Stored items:
-----

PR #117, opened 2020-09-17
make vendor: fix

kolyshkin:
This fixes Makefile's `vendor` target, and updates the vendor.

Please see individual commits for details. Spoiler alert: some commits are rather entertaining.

-----

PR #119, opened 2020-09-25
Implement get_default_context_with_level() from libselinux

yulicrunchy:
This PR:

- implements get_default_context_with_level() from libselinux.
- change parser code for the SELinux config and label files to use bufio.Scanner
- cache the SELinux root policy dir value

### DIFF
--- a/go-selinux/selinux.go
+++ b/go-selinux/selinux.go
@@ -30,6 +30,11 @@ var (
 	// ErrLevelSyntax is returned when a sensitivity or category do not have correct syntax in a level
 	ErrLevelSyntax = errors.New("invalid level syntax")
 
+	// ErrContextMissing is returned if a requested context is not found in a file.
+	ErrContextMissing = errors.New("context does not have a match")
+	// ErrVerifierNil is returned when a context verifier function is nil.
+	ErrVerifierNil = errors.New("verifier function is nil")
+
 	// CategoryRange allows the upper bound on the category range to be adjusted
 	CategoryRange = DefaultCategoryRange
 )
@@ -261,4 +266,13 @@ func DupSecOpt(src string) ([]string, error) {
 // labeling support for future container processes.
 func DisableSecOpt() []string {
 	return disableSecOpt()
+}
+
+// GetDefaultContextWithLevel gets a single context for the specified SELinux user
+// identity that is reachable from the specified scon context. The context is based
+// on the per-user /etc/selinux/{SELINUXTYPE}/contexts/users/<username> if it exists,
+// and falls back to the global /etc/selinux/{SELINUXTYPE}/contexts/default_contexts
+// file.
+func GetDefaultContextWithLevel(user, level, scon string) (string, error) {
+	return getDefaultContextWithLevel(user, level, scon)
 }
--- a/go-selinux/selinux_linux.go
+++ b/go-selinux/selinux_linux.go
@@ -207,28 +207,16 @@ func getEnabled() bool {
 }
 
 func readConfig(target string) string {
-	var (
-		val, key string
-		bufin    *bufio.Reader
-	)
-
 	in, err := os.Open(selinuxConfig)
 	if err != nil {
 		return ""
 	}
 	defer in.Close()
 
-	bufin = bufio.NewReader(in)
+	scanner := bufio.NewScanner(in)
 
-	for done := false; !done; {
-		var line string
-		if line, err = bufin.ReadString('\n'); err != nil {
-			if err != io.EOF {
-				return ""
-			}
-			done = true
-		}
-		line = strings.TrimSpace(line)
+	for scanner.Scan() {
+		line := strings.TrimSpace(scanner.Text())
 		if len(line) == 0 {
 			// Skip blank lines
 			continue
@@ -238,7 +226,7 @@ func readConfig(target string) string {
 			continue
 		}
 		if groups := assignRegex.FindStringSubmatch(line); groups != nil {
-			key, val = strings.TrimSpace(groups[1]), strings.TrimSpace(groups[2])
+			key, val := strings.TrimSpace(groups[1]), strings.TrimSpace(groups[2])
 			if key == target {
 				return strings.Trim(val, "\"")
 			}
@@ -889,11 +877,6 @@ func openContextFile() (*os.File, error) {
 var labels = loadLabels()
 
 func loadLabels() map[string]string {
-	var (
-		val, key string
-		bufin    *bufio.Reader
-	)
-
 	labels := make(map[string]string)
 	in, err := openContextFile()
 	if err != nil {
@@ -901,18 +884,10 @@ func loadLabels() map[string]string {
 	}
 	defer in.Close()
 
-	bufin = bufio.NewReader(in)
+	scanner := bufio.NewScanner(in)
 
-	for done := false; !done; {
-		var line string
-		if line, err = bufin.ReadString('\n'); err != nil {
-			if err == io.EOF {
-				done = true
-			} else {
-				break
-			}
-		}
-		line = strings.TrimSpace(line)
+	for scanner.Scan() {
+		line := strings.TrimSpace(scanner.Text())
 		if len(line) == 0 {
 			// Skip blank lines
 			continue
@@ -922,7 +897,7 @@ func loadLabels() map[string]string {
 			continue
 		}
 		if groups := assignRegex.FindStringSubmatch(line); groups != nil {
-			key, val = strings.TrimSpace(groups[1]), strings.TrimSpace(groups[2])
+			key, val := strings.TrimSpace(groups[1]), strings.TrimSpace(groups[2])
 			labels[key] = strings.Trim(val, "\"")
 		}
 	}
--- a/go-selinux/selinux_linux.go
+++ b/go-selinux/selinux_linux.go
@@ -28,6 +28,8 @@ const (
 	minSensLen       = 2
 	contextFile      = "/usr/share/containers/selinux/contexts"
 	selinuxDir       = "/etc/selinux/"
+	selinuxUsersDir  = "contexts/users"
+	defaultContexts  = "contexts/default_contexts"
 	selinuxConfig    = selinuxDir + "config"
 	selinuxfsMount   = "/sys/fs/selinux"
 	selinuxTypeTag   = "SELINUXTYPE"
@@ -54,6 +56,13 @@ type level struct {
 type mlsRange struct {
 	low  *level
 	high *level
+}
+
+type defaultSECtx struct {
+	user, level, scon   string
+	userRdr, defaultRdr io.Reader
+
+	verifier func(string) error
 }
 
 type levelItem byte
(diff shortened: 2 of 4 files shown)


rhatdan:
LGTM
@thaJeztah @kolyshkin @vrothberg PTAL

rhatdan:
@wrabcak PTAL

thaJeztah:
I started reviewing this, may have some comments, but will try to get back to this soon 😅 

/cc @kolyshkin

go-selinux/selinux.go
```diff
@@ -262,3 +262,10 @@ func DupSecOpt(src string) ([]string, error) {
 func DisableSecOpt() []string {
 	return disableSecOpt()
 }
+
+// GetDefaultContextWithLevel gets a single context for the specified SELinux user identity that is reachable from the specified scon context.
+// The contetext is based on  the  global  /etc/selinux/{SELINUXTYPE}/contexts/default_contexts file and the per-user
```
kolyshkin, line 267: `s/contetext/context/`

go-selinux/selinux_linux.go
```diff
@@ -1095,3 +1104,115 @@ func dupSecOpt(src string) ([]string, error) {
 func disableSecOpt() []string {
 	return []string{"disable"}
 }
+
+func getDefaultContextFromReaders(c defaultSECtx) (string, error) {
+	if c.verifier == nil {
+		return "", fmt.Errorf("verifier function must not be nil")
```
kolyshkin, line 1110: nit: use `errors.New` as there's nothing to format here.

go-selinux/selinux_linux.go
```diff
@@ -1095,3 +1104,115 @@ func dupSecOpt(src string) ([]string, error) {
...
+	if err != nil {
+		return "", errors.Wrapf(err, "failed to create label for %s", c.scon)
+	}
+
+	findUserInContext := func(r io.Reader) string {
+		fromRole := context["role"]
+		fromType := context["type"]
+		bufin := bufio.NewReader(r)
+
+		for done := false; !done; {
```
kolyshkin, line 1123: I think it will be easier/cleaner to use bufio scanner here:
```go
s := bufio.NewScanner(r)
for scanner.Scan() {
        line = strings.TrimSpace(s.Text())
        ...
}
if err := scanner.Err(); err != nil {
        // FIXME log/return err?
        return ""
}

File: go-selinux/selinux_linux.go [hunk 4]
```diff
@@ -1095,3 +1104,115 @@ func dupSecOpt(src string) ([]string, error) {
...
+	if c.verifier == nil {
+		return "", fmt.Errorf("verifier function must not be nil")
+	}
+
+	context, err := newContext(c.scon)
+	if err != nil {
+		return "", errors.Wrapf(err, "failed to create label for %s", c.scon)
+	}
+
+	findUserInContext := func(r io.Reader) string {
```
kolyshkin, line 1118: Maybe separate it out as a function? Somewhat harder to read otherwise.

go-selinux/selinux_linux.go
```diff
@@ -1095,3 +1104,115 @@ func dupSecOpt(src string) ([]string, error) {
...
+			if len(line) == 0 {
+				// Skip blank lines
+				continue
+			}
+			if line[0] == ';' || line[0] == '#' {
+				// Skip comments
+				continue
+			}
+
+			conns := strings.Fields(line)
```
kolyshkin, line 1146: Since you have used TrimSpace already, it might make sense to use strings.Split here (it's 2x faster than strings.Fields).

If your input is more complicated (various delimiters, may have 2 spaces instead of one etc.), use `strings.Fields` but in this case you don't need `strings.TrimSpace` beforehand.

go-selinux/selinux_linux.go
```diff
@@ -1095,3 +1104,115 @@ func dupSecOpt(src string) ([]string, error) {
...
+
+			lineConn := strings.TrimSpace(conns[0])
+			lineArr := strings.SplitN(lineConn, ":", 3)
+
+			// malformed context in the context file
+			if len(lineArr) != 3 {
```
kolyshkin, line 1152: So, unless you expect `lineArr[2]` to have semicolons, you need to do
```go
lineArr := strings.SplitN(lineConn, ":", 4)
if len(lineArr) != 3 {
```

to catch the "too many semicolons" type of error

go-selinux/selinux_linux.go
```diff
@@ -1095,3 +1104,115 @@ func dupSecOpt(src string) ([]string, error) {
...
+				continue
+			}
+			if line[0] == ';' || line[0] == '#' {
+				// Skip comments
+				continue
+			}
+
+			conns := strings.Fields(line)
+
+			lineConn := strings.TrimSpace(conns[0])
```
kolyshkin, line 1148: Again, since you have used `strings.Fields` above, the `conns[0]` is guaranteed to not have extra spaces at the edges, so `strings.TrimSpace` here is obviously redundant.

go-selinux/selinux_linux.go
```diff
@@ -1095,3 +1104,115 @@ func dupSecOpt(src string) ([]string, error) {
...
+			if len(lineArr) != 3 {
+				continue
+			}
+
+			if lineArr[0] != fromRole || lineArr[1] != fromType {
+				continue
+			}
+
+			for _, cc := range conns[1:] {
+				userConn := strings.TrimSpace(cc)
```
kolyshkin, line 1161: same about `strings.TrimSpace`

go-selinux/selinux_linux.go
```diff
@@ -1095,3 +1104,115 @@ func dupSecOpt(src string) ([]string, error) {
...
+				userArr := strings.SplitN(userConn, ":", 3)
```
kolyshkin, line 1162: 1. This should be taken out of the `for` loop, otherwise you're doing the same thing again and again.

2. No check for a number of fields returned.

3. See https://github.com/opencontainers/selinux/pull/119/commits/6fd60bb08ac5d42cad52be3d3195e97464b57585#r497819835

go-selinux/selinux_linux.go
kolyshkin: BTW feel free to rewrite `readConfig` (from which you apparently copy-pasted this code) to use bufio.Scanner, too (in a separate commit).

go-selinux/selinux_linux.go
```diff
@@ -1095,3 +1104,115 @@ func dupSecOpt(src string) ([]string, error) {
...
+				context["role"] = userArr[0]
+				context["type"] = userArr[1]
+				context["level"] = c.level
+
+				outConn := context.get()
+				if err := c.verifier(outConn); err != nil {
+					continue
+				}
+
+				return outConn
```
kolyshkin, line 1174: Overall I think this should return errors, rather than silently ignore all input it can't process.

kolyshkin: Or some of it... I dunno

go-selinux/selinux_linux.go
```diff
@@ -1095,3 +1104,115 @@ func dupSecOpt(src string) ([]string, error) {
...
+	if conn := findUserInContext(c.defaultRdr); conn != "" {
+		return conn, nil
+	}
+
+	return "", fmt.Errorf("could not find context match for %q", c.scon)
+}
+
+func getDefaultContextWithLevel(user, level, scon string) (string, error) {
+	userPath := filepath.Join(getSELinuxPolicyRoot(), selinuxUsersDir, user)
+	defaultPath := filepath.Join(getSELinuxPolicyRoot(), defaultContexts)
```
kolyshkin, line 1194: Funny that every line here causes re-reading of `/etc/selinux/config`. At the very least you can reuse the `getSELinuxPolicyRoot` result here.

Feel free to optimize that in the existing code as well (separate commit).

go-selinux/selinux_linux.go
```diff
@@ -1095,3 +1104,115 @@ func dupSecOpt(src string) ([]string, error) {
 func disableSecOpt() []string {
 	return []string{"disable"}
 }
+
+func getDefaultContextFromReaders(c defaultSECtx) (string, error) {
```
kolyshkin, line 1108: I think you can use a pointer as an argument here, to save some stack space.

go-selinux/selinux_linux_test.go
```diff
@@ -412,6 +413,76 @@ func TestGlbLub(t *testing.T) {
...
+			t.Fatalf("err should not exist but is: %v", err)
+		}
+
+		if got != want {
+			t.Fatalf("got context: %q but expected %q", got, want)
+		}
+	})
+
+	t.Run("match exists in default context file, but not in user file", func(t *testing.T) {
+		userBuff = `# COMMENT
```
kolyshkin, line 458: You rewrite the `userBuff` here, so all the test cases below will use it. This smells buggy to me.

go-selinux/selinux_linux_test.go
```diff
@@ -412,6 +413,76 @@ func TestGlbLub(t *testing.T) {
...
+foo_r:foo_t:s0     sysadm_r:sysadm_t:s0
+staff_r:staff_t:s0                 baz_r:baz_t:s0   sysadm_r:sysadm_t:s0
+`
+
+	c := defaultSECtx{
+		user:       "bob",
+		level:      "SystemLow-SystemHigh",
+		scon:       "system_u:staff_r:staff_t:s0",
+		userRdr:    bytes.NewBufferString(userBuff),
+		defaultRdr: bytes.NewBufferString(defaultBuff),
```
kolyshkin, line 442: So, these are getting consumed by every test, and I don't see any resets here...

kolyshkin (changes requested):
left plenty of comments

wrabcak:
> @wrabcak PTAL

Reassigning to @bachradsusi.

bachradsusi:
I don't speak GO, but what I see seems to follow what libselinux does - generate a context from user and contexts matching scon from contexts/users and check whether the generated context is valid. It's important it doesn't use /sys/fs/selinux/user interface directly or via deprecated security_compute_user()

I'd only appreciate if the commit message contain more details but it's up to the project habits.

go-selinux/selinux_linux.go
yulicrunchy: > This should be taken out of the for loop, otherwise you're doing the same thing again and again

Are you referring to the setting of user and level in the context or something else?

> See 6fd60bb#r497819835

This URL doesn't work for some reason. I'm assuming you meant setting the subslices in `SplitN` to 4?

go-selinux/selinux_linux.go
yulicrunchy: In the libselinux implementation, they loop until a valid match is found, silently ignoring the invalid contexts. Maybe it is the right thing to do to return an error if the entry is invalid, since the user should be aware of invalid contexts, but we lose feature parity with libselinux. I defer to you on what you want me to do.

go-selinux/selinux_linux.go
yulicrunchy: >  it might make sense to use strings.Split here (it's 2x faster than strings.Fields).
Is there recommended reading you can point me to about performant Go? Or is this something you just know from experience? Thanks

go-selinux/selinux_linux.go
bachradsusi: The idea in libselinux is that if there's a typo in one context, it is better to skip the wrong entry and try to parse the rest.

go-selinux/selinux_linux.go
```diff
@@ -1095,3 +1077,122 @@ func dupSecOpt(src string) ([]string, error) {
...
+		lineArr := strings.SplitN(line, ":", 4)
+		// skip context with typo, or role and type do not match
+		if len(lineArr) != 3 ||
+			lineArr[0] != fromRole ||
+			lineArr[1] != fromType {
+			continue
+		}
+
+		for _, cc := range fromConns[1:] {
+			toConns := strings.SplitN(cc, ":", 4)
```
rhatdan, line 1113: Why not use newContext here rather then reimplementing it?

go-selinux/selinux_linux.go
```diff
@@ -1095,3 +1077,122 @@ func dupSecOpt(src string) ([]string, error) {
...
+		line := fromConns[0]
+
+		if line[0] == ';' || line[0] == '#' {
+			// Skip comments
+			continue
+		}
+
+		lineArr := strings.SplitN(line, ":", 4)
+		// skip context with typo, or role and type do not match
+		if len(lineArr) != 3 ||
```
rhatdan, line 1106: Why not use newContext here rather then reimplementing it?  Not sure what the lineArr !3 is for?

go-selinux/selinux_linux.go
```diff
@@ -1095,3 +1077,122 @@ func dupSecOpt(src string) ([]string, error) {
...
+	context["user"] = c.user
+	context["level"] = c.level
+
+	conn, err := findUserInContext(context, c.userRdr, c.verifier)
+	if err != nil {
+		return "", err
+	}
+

-----

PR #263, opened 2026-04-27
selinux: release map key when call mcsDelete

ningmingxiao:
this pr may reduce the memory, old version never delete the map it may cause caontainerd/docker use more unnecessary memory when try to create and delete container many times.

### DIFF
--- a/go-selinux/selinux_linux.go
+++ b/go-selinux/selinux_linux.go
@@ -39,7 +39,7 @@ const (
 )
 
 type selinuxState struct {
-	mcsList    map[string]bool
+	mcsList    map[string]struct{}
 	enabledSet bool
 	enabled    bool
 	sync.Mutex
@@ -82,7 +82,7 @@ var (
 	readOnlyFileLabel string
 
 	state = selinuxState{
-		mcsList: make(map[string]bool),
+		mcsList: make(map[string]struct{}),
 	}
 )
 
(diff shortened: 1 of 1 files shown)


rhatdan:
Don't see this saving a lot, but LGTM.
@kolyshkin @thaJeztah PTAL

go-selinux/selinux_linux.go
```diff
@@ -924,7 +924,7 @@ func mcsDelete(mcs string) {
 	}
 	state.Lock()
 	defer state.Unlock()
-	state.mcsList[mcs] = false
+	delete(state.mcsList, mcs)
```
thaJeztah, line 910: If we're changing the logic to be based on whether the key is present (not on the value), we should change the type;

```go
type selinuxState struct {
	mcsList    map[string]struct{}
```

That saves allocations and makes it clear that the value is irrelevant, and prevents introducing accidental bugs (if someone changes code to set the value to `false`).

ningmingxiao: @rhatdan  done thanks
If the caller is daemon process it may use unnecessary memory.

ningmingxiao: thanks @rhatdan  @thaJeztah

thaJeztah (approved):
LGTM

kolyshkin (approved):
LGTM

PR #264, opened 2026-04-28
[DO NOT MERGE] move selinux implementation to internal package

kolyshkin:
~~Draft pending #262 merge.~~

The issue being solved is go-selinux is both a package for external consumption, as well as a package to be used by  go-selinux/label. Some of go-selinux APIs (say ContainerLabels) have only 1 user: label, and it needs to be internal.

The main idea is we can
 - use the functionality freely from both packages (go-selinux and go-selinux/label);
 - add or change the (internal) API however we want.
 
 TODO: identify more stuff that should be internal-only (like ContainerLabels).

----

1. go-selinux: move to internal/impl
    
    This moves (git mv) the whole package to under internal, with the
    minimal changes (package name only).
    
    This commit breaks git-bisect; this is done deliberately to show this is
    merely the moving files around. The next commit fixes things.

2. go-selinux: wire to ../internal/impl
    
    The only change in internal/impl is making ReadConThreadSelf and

-----

- **Exercise prompt**: Collect the lines of the records that include the string "userConn".

- **Result of the exercise**:
+				userConn := strings.TrimSpace(cc)
+				userArr := strings.SplitN(userConn, ":", 3)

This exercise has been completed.